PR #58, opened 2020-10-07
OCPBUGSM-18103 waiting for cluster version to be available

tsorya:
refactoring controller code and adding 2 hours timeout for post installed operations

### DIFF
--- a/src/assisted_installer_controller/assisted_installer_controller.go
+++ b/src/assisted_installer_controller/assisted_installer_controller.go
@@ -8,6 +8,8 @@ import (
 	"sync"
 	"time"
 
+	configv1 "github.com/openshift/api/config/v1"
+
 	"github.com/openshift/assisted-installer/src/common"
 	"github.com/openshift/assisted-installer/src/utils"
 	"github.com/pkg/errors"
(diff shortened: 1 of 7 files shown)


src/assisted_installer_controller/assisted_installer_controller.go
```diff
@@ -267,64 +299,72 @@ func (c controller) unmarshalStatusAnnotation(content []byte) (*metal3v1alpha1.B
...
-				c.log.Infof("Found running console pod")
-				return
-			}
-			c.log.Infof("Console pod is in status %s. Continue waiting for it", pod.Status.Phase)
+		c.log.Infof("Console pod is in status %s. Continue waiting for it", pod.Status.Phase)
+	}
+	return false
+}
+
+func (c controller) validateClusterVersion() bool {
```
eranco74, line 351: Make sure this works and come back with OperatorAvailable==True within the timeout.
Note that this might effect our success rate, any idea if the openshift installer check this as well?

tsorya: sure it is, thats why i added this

• • •

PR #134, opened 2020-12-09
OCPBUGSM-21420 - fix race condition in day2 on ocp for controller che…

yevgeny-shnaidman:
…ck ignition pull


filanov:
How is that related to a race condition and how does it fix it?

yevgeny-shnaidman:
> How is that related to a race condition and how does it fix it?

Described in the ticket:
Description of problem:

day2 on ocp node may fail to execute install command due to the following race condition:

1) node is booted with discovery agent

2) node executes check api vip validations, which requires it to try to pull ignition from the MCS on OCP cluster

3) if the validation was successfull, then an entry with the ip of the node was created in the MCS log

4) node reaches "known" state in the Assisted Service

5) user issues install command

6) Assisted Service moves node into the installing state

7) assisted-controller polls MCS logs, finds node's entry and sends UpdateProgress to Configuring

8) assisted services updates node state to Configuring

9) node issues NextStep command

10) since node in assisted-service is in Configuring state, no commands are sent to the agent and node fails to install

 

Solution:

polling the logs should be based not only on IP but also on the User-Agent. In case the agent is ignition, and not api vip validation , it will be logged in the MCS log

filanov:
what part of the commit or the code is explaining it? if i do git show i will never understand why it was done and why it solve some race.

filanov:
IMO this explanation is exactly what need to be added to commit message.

• • •

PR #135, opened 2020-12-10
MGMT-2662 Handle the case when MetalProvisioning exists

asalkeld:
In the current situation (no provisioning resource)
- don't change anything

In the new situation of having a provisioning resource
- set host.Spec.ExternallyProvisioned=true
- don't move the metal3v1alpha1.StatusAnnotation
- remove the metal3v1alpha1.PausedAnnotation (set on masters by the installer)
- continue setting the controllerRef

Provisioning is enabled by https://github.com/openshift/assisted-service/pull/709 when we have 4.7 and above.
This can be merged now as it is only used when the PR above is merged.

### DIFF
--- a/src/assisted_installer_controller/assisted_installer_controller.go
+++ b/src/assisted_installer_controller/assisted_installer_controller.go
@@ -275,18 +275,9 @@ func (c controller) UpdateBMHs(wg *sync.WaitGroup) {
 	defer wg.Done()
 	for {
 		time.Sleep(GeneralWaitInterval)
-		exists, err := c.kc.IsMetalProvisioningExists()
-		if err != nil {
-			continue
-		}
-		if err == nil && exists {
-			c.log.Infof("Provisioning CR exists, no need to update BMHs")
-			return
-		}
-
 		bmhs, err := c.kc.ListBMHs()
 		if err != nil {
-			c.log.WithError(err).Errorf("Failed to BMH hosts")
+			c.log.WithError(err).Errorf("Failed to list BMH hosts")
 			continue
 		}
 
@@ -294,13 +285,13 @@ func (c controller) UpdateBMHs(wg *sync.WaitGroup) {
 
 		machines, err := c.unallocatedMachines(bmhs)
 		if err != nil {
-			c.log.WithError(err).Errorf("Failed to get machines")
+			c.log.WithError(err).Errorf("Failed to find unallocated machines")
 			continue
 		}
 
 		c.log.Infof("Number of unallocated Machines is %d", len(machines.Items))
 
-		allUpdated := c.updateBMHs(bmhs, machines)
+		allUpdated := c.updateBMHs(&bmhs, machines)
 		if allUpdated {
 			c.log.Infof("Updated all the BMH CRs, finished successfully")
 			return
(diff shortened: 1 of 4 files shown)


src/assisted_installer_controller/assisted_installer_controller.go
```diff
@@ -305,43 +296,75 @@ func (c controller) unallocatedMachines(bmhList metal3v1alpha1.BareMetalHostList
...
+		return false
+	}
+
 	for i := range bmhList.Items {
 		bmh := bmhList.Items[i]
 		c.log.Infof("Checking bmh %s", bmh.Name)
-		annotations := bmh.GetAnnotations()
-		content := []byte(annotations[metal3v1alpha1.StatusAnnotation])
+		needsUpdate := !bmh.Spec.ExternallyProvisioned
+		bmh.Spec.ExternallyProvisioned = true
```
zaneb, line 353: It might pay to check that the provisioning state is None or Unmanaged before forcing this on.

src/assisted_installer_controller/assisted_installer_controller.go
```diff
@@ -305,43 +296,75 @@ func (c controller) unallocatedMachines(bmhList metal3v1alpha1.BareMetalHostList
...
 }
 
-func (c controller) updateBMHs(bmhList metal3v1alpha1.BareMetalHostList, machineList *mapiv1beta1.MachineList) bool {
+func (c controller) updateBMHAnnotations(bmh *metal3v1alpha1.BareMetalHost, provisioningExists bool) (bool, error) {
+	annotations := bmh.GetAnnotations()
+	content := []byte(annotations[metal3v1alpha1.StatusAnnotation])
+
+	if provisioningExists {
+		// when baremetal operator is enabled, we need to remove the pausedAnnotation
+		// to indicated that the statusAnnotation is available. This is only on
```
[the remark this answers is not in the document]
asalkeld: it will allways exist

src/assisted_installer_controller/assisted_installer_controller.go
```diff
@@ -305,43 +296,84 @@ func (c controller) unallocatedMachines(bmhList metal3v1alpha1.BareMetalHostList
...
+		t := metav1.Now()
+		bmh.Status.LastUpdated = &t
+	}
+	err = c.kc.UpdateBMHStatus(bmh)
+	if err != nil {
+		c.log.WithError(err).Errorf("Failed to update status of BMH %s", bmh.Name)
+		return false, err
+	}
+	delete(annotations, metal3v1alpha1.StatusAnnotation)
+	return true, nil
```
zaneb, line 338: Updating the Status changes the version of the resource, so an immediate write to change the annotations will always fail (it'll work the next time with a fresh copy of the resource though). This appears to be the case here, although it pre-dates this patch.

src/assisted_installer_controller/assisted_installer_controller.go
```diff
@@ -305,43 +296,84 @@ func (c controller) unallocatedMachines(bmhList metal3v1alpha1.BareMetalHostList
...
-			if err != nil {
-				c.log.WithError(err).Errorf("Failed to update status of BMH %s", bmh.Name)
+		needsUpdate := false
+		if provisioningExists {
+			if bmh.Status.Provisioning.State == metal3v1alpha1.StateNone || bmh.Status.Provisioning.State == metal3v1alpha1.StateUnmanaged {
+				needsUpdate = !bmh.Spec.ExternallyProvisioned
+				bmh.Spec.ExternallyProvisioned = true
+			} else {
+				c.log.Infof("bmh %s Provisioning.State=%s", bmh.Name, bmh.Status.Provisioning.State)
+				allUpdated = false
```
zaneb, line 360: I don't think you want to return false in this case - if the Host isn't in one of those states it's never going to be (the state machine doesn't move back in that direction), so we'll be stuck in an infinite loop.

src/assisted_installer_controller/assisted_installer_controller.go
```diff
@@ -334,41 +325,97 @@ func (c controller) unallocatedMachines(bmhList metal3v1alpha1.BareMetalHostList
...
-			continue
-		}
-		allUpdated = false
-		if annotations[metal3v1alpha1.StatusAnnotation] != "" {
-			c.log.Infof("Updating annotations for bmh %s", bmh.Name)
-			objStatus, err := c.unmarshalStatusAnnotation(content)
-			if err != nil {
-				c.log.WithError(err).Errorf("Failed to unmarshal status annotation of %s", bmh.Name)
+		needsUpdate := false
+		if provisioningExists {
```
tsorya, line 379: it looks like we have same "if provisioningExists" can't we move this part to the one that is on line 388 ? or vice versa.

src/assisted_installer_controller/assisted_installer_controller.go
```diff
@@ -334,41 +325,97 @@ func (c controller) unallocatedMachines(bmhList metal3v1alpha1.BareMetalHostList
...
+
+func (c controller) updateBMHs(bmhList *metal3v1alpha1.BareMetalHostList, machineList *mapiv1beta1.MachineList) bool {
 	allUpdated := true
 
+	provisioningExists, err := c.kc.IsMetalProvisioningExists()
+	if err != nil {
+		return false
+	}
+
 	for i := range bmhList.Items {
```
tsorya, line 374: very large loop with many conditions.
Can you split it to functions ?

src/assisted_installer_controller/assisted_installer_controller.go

• • •

§ **What to produce**
Every line of the listing above that contains "MachineList" is to be copied.

§ **Problem solution**
-func (c controller) updateBMHs(bmhList metal3v1alpha1.BareMetalHostList, machineList *mapiv1beta1.MachineList) bool {
+func (c controller) updateBMHs(bmhList *metal3v1alpha1.BareMetalHostList, machineList *mapiv1beta1.MachineList) bool {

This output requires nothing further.